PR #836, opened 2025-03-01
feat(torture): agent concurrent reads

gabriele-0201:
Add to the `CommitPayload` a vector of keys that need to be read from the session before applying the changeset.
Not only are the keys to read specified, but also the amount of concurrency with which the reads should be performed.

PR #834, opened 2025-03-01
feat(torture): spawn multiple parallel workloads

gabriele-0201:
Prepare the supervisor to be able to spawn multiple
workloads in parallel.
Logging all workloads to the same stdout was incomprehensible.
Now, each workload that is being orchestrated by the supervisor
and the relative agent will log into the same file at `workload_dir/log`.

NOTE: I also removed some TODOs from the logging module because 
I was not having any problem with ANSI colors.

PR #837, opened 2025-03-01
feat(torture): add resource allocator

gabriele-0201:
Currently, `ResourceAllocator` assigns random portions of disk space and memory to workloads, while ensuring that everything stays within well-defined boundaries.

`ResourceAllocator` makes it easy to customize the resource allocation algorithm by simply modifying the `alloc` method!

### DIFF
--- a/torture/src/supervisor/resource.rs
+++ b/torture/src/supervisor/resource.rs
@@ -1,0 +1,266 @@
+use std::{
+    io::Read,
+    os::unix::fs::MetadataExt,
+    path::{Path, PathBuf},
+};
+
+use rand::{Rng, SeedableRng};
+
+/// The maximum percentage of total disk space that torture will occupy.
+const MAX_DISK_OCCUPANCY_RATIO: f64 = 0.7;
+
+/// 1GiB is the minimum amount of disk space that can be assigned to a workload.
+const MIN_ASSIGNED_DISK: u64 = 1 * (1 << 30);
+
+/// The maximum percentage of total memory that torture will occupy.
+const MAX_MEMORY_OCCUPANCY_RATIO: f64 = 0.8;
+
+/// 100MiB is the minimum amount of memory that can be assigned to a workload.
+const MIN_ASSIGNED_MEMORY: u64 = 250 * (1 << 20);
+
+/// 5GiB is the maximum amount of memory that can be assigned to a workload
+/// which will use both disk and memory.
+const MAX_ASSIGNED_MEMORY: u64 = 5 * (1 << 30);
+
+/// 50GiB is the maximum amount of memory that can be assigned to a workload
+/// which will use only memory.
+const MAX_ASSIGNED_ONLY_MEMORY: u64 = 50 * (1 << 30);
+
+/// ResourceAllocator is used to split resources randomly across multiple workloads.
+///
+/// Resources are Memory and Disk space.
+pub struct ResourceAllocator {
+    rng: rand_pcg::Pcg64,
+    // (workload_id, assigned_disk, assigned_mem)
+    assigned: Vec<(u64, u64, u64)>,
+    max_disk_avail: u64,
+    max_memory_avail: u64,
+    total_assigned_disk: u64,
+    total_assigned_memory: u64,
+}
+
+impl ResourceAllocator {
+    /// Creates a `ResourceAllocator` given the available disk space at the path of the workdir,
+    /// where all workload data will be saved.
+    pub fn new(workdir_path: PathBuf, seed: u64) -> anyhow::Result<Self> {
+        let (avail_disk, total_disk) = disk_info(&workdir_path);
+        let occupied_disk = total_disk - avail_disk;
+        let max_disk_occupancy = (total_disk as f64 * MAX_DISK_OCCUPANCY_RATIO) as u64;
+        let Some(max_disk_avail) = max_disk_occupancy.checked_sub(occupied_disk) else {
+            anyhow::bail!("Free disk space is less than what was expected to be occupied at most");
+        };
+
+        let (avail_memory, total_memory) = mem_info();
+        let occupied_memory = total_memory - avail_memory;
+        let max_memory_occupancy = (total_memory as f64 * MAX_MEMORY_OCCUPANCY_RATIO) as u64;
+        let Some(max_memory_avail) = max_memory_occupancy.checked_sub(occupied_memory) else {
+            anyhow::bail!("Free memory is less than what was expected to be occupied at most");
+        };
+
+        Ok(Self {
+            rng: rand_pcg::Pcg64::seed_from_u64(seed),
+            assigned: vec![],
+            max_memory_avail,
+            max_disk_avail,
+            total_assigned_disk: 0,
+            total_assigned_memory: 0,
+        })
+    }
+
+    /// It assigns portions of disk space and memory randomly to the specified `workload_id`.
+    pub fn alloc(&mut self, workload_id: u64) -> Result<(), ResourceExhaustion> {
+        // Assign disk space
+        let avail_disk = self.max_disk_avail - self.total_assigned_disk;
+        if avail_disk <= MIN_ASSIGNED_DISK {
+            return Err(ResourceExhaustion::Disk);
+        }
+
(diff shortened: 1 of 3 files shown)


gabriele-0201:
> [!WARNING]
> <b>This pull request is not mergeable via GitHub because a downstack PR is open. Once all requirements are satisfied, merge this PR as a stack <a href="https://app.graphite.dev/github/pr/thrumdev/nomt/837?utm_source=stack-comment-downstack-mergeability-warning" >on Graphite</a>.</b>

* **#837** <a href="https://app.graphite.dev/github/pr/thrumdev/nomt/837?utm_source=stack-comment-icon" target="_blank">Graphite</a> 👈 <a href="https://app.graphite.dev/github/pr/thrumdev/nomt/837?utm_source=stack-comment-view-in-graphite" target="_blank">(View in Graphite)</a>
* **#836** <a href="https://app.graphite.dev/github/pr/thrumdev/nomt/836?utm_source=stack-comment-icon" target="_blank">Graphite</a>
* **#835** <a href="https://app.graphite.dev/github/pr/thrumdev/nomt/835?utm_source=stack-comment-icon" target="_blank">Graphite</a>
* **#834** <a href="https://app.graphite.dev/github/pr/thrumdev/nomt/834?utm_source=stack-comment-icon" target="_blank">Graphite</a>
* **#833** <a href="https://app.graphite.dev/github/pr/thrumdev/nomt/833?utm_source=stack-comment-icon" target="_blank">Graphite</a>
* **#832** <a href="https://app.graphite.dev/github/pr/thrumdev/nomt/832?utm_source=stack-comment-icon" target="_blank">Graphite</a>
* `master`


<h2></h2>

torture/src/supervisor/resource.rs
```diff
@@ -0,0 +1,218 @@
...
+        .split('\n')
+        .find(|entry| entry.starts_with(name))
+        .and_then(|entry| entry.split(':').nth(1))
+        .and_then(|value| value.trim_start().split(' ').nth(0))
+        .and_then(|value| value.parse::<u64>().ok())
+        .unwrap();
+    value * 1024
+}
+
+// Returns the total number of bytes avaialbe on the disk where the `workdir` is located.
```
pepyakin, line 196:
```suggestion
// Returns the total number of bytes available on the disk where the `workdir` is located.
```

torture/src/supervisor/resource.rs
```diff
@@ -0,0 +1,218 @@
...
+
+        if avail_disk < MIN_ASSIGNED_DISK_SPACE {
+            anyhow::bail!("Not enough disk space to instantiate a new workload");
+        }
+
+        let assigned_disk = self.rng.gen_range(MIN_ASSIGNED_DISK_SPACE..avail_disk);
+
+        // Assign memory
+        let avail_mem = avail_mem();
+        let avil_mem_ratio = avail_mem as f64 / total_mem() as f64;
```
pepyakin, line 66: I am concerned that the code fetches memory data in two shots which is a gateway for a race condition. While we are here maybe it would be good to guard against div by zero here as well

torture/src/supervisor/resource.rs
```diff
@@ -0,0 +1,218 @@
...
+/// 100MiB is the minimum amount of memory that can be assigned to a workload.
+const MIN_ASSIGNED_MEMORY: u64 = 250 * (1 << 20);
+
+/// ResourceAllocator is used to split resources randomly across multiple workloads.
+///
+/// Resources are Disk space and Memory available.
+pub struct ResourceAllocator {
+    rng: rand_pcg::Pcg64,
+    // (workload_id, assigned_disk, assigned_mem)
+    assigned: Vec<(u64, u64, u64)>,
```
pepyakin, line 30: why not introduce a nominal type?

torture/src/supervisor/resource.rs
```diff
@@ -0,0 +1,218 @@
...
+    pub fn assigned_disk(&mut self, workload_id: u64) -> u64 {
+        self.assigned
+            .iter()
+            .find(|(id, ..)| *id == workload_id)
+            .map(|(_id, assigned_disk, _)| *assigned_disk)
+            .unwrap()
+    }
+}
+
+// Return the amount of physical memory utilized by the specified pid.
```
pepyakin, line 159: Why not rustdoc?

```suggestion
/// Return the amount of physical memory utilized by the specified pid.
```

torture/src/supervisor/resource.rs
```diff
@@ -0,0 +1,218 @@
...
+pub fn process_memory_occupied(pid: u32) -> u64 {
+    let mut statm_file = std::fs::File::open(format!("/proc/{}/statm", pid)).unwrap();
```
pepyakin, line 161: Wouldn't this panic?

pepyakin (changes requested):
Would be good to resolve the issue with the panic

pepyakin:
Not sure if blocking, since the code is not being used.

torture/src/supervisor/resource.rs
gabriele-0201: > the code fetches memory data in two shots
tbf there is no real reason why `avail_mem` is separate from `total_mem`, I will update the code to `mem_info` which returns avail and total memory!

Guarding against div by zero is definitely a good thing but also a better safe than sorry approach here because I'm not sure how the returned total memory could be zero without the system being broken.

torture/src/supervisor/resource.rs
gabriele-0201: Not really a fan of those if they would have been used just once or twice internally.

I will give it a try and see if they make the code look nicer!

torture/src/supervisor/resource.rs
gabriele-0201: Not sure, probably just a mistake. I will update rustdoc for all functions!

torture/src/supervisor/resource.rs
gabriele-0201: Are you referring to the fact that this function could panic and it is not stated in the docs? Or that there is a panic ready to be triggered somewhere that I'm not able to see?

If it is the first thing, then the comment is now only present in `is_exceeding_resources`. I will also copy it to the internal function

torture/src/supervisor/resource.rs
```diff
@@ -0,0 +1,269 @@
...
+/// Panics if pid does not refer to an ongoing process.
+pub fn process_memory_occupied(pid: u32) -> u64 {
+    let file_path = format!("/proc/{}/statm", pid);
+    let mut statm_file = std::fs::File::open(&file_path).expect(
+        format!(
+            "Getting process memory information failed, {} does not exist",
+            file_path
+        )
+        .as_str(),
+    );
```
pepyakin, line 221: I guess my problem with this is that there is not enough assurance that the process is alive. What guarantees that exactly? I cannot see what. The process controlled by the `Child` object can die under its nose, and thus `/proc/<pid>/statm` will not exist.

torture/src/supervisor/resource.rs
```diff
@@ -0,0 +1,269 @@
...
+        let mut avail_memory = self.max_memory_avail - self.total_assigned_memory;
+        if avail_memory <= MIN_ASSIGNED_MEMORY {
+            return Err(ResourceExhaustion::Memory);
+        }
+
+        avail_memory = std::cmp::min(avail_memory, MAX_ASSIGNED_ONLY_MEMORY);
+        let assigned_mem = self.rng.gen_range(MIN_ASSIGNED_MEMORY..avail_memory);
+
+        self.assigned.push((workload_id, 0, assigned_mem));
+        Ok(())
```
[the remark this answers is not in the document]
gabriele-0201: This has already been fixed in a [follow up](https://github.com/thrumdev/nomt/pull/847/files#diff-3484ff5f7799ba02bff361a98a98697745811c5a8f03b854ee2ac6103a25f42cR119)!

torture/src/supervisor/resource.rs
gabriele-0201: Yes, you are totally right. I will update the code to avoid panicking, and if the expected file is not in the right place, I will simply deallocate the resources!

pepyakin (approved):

Your instructions:
State how many lines of the data contain the word "being". Nothing besides the number belongs in the reply.

Output:
3